**Entity type extraction and embedding: STANDOFF format**

- Standoff dataset is formatted differently and the size of dataset is larger
- This module reads the directory, extracts the entity:entity_type mappings, and create randomized embedding for all entity types. 
- It will also save the list of all unique entities so it can re-used in the KB concept embedding that utilizes external KB as a part of augmenting the embedding.

In [1]:
import os
import numpy as np
import itertools

In [2]:
class EntityTypeEmbedderSTANDOFF:
    
    def __init__(self, inputDir, embeddingDim=50):
        self.embeddingDim = embeddingDim
        self.entityEmbeddings = {}
        self.tokenEntityMappings = {}
        self.entityTypes = set()
        self.inputDir = inputDir
        self.extractTokenEntityMapping()
    
    def extractTokenEntityMapping(self):
        numFiles = 0
        for dirpath, _, filenames in os.walk(self.inputDir):
            for filename in filenames:
                if filename.endswith(".ann"):
                    numFiles += 1
                    filePath = os.path.join(dirpath, filename)
                    with open(filePath, 'r', encoding='utf-8') as file:
                        for line in file:
                            if line.strip():  # non-empty line
                                parts = line.split("\t")
                                if len(parts) == 3 and parts[0][0] == "T":
                                    token, entityTypeParts = parts[-1].strip(), parts[1]
                                    middleParts = entityTypeParts.split()
                                    entityType = middleParts[0]
                                    self.tokenEntityMappings[token] = entityType
                                    if entityType not in self.entityEmbeddings:
                                        self.entityTypes.add(entityType)
                                        self.entityEmbeddings[entityType] = np.random.rand(self.embeddingDim)
        print(f"Processed {numFiles} .ann files.")
        uniqueTokens = len(self.tokenEntityMappings)
        uniqueEntities = len(self.entityTypes)
        print(f"Found {uniqueTokens} unique tokens which correspond to entities")
        print(f"Found {uniqueEntities} unique entities")

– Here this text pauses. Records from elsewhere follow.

PR #4957, opened 2022-05-12
Fix: Typed property must not be accessed before initialization

alexandre67fr:
`HandlesActions` trait checks if `$this->{$propertyName} instanceof Model`.  
However, prior to this check, we need to make sure that the property is initialized.

Added one browser test, which allows to catch the error and make sure that the MR fixes the issue.  
Couldn't reproduce this issue with unit tests.

More details in discussion https://github.com/livewire/livewire/discussions/4956

### DIFF
--- a/src/ComponentConcerns/HandlesActions.php
+++ b/src/ComponentConcerns/HandlesActions.php
@@ -21,7 +21,7 @@ trait HandlesActions
         $propertyName = $this->beforeFirstDot($name);
 
         throw_if(
-            ($this->{$propertyName} instanceof Model || $this->{$propertyName} instanceof EloquentCollection) && $this->missingRuleFor($name),
+            isset($this->{$propertyName}) && ($this->{$propertyName} instanceof Model || $this->{$propertyName} instanceof EloquentCollection) && $this->missingRuleFor($name),
             new CannotBindToModelDataWithoutValidationRuleException($name, $this::getName())
         );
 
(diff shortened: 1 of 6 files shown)


alexandre67fr:
I'll have a look to fix tests compatibility with PHP <=7.3

joshhanley:
@alexandre67fr yep have a this test to fix the <= 7.3 issue https://github.com/livewire/livewire/blob/612f591fee9a899955e58779a92e2ac9fd07c3eb/tests/Unit/WireablesCanBeSetAsPublicPropertiesTest.php

You can see we are using require_once to only include the class if the version check has passed.

That fixes the issues of typed properties throwing errors in older versions of php.

Hope this helps!

joshhanley:
Whoops, didn't mean to close!

alexandre67fr:
Perfect, thanks for the tip, @joshhanley , I'll have a look at this

alexandre67fr:
Done :)

Without the proposed fix, the test fails with message

```
Error : Typed property Tests\Unit\ComponentWithTypedProperty::$message must not be accessed before initialization
src/ComponentConcerns/HandlesActions.php:24
tests/Unit/TypedPropertiesTest.php:21
```

With the fix applied, this error doesn't occur.

joshhanley:
@alexandre67fr thanks! Looks like GH actions is failing on something unrelated. I will trigger the failed tests to re-run to make sure 🙂

alexandre67fr:
Hi @joshhanley , just letting you know that all tests have passed successfully :)

joshhanley:
@alexandre67fr thanks! Caleb is currently off on paternity leave, so might be a little while before he is back and reviewing PRs 🙂

PR #5043, opened 2022-06-18
Support Shadow DOM

luttje:
This modifies the walker to include shadow DOM. So when Livewire is "reset" (using tearDown and a subsequent initialize) all elements on the page (including those in Shadow DOM) are recognized and their events (e.g: wire:click) are attached.

As we're discussing in #5021 (more information there)


joshhanley:
@luttje thanks for the PR!

GitHub has a 15 day limit for running tests for new contributors and as I didn't trigger them in time, I've had to push an empty commit to get them to run. I have also done the same on your other PR #5044.

joshhanley:

luttje:
Understandable. Will you support shadow dom (as described above) in v3?

joshhanley:
@luttje possibly, that would be up to Caleb to decide. I can't remember whether Alpine already supports shadow dom or not, but as Livewire will be using Alpine, I think it would need to support it too.

PR #5044, opened 2022-06-18
Fix HTMLTemplateElement not updating

luttje:
Currently Livewire does not recognize changes to `<template>` (HTMLTemplateElement) elements. This is in part because it uses `isEqualNode` to compare and two HTMLTemplateElement tags are always the same, regardless of their contents. This is because they contain a DocumentFragment which can be different, but that isn't checked. [jsfiddle demo](https://jsfiddle.net/vryfm2sh/)

The changes in this PR have Livewire consider if a morphing element is an HTMLTemplateElement OR contains one. If that is the case it asks the browser to compare the fromEl to the toEl. It uses innerHTML for that, since that does look into the DocumentFragment and sees the differences between fromEl and toEl. 
If a morphing element is a HTMLTemplateElement it will compare it's content (DocumentFragment).

I discussed this in #5043 where you can find some more information.


joshhanley:

PR #5121, opened 2022-07-22
Fixes bug where null computed property is considered set

aidan-casey:
This pull request fixes a bug where a null return from a computed property is considered set. This is because no check was actually performed on the computed property value, but instead it was just checking if the computed property value could be retrieved.

### DIFF
--- a/src/Component.php
+++ b/src/Component.php
@@ -274,15 +274,17 @@ abstract class Component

    def get_embedding(self, token):
        entityType = self.get_entity_type(token)
        return self.entityEmbeddings.get(entityType, np.zeros(self.embeddingDim))
    
    def get_entity_type(self, token):
        return self.tokenEntityMappings.get(token, 'None')
    
    def update_embedding(self, entityType, newEmbedding):
        if entityType in self.entityEmbeddings:
            self.entityEmbeddings[entityType] = newEmbedding
        else:
            raise ValueError(f"Entity type {entityType} not in embeddings dictionary")
    
    

In [3]:
input_dir_path = '../BME Corpora/MLEE-1.0.2-rev1/standoff/full/'
entity_type_embedder = EntityTypeEmbedderSTANDOFF(input_dir_path)

Processed 262 .ann files.
Found 3536 unique tokens which correspond to entities
Found 45 unique entities


In [4]:
print(entity_type_embedder.entityTypes)
print(dict(itertools.islice(entity_type_embedder.tokenEntityMappings.items(), 5)))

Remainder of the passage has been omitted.